Allocution d'ouverture prononcée par Jennifer Stoddart
Commissaire à la protection de la vie privée du Canada

(LE TEXTE PRONONCÉ FAIT FOI)


Introduction

Je vous remercie de m’avoir invitée à prendre la parole aujourd’hui.    

Mon Commissariat est très heureux que vous vous intéressiez à l’incidence de la surveillance après-vente des produits pharmaceutiques sur la protection de la vie privée. Même si les Canadiens considèrent leur état de santé et leur accès à des traitements médicaux améliorés comme étant des priorités absolues, ils estiment aussi que les renseignements sur leur état de santé personnel sont extrêmement sensibles et requièrent les plus grandes mesures de protection possible. La protection de la vie privée fait clairement partie des enjeux.    

J’aimerais commencer en traitant brièvement de quelques questions d’actualité qui pourraient présenter un intérêt pour votre étude : 1) la ré-identification potentielle des données; 2) les conséquences des dossiers de santé électroniques (DES) sur la protection de la vie privée; 3) les exigences relatives à la notification des atteintes à la protection des renseignements personnels; et 4) le concept de l’information comme « produit du travail ».

Mais, pour commencer, j’aimerais prendre quelques minutes pour expliquer en quoi mon mandat se rapporte aux questions que vous étudiez.

Contexte

Mes responsabilités comprennent l’administration et l’application de deux lois fédérales relatives à la protection de la vie privée.  

La Loi sur la protection des renseignements personnels et les documents électroniques – LPRPDE – est la loi canadienne qui protège les renseignements personnels dans le secteur privé. Plus précisément, elle protège les renseignements personnels recueillis, utilisés et communiqués dans le cadre des activités commerciales menées au Canada et à l’étranger. À titre d’exemple, la LPRPDE s’applique aux activités commerciales des entreprises pharmaceutiques et biotechnologiques, des pharmacies, des laboratoires et des cabinets des praticiens d’exercice privé – sauf si ces activités se déroulent entièrement à l’intérieur du Québec, de la Colombie-Britannique, de l’Alberta et, dans une certaine mesure, dans le secteur de la santé de l’Ontario, où des lois provinciales essentiellement équivalentes prennent la relève. 

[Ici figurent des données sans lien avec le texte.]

PR #525, opened 2016-04-10
DE: New string

danidoedel:


Gymnasiast:
Your translation suggests scenery groups rather than a cluster.
The string refers to whether the user is allowed to use this button:

scr185

Issue #535, opened 2016-04-17
STR_5759 has units now


janisozaur:
https://github.com/OpenRCT2/OpenRCT2/issues/3328

`KiB`

PR #536, opened 2016-04-17
SE: 100% translated + Added str from #535

Nubbie:
Translated it all, proof-read it and spell checked it with Libre office proof-reading software
Added the string from #535


Nubbie:
Guess I dont have to worry about the check that failed

Gymnasiast:
Spell check frequently marks words that are spelt correctly as wrong. Especially compound words, uncommon words and grammar. It's usually better to let a human check it. Anyway, as I have little knowledge of Swedish, I'll just assume it's correct.

Nubbie:
@Gymnasiast Indeed which I'm totally aware of, which is why I manually check and changed stuff twice, didn't let the program go through everything itself as that would be horrible :p
Was a lot that the program had wrong

PR #543, opened 2016-04-19
CHS: update setting panel translation

izhangfei:


izhangfei:
why my pull request have lots of commits?

Gymnasiast:
I'm not sure why. I squashed them into one when committing.

Issue #548, opened 2016-04-19
STR_5755 wants a string now


janisozaur:
This is to hint server version to the client, when they are incompatible.

https://github.com/OpenRCT2/OpenRCT2/pull/3350

```
STR_5755    :Incorrect Software Version (Server is using {STRING})
```

Wirlie:
For more clarification, this is the field with this change:

    STR_5755    :Incorrect Software Version (Server is using {STRING})

Issue #545, opened 2016-04-19
STR_5801 and STR_5802


Nubbie:
Added strings from [#3152](https://github.com/OpenRCT2/OpenRCT2/pull/3152)
```
STR_5801    :Disable littering
STR_5802    :{SMALLFONT}{BLACK}Stops guests from littering and vomiting
```

PR #549, opened 2016-04-19
CZE: Apply #545 #548

octaroot:


Nubbie:
@octaroot Just want to tell you that #551 adds:

`STR_5803    :{SMALLFONT}{BLACK}Rotate selected map element`

PR #566, opened 2016-04-24
New strings translated

LucaRed:
I've translated some strings and fixed some typos.


Gymnasiast:
Thanks!

LucaRed:
I've seen at the end of the document that Italian is not maintained, so we shouldn't add new strings.

I'd like to maintain the Italian language, what should I do? (Sorry if this is not the place to ask, I'm a total newbie on GitHub)

Gymnasiast:
Thank you! In that case you can remove the string. :)

PR #581, opened 2016-04-30
it-IT: New strings translated

LucaRed:


Nubbie:
See you added some new strings and that is why I just want to tell you 3 more strings have been added, see issue #583 :)

LucaRed:
Thanks! I've added the new strings :smile::+1:

PR #610, opened 2016-05-06
few italian translations

Mte90:
I hope to continue with the translations in the next days :-)


Nubbie:
I hope you keep on translating the language :)

Would be wonderful if you could add + translate these strings too that are missing from the document

```
STR_5806    :Toggle windowed mode

STR_5810    :Disable train length limit
STR_5811    :{SMALLFONT}{BLACK}If checked, you can have up to{NEWLINE}255 cars per train
```
Just remember to put them in the right STR order :p

Mte90:
Okay!
I will work on that translation in the spare time :-)

Issue #611, opened 2016-05-06
STR_5812


Nubbie:
Added string from: [#3509](https://github.com/OpenRCT2/OpenRCT2/pull/3509)
```
STR_5812    :Show multiplayer window
```

Nubbie:
Just two (maintained) languages missing this string now:
it-IT.txt
pt-BR.txt

Mte90:
Italian translation done :+1:

PR #612, opened 2016-05-06
Apply #611

Nubbie:
#611


Nubbie:
um.. ignore all these things above this

PR #638, opened 2016-05-13
JP: Miscellaneous additions

nickhall:
I tried to break it apart into a few different commits. As always feel free to disagree with any choices. Again based mostly on the RCT3 translation wiki.


nickhall:
One possible point of discussion: use 研究する or 開発する? @jhako

Gymnasiast:
@AaronVanGeffen

jhako:
研究する is better. 開発する means I think we can use new rides at once.
Great works :)

nickhall:
@Gymnasiast User @jhako is a native speaker and gave his endorsement of this PR so I'd say it's safe to merge.

PR #918, opened 2019-09-02
[feat] Print compiler commands and flags when showing the environment configuration

### LINKED ISSUE #884: Show the compiler commands and flags in the --show-config-env option
Currently we are only showing the modules and the variables:

```
$ ./bin/reframe -C config/racklette.py --show-config-env intel
intel:
    modules: intel/compiler/64
    variables:
```

teojgo:
Fixes #884

### DIFF
--- a/reframe/core/environments.py
+++ b/reframe/core/environments.py
@@ -334,3 +334,19 @@ class ProgEnvironment(Environment):
     @property
     def nvcc(self):
         return self._nvcc
+
+    def details(self):
+        base_details = super().details()
+        extra_details = [
+            '    CC: %s' % self.cc,
+            '    CXX: %s' % self.cxx,
+            '    FTN: %s' % self.ftn,
+            '    NVCC: %s' % self.nvcc or '',
+            '    CFLAGS: %s' % (self.cflags or ''),
+            '    CXXFLAGS: %s' % (self.cxxflags or ''),
+            '    FFLAGS: %s' % (self.fflags or ''),
+            '    CPPFLAGS: %s' % (self.cppflags or ''),
+            '    LDFLAGS: %s' % (self.ldflags or '')
+        ]
+
+        return '\n'.join([base_details, '\n'.join(extra_details)])
--- a/reframe/core/environments.py
+++ b/reframe/core/environments.py
@@ -345,6 +345,14 @@ class ProgEnvironment(Environment):
         return self._nvcc
 
     def details(self):
+        def format_flags(flags):
+            if flags is None:
+                return '<None>'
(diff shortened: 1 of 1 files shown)


reframe/core/environments.py
```diff
@@ -334,3 +334,19 @@ def ldflags(self):
...
+        extra_details = [
+            '    CC: %s' % self.cc,
+            '    CXX: %s' % self.cxx,
+            '    FTN: %s' % self.ftn,
+            '    NVCC: %s' % self.nvcc or '',
+            '    CFLAGS: %s' % (self.cflags or ''),
+            '    CXXFLAGS: %s' % (self.cxxflags or ''),
+            '    FFLAGS: %s' % (self.fflags or ''),
+            '    CPPFLAGS: %s' % (self.cppflags or ''),
+            '    LDFLAGS: %s' % (self.ldflags or '')
```
vkarak: There is a slight difference when flags are set to `None` vs. an empty string (see [here](https://reframe-hpc.readthedocs.io/en/stable/reference.html#reframe.core.environments.ProgEnvironment)), so I'd say we should explicitly print `None`. This would simplify the statements above as well.

reframe/core/environments.py
```diff
@@ -341,12 +341,12 @@ def details(self):
...
-            '    CXXFLAGS: %s' % (self.cxxflags or ''),
-            '    FFLAGS: %s' % (self.fflags or ''),
-            '    CPPFLAGS: %s' % (self.cppflags or ''),
-            '    LDFLAGS: %s' % (self.ldflags or '')
+            '    NVCC: %s' % self.nvcc,
+            '    CFLAGS: %s' % self.cflags,
+            '    CXXFLAGS: %s' % self.cxxflags,
+            '    FFLAGS: %s' % self.fflags,
+            '    CPPFLAGS: %s' % self.cppflags,
+            '    LDFLAGS: %s' % self.ldflags
```
vkarak: What about the following output?

```
PrgEnv-clang:
    modules:
    variables:
    CC: clang
    CXX: clang++
    FTN: ftn
    NVCC: nvcc
    CFLAGS: <None>
    CXXFLAGS: ''
```

I find it more clear.

reframe/core/environments.py
```diff
@@ -177,6 +177,15 @@ def __repr__(self):
                           self.modules, self.variables)
 
 
+def format_flags(flags):
```
vkarak: I would move that inside the `details()` function. It's not meant to be used anywhere else. Other than that, looks good to me.

vkarak: You should now remove this function.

En droit public, la Loi sur la protection des renseignements personnels s’applique aux institutions et organismes fédéraux ainsi qu’aux sociétés d’État. Par exemple, elle couvre les renseignements personnels recueillis, utilisés et communiqués dans le cadre des soins de santé fournis aux Premières Nations et aux populations inuites, aux anciens combattants admissibles, aux membres des Forces canadiennes, au personnel de la Gendarmerie royale du Canada (GRC), aux détenus sous responsabilité fédérale et aux demandeurs du statut de réfugié. Elle s’applique également aux programmes gouvernementaux de surveillance médicale, comme le Système canadien d’information sur les effets indésirables des médicaments (CADRIS) de Santé Canada et à d’autres initiatives gouvernementales comme les plans du Partenariat fédéral pour les soins de santé visant à créer des dossiers de santé électroniques. 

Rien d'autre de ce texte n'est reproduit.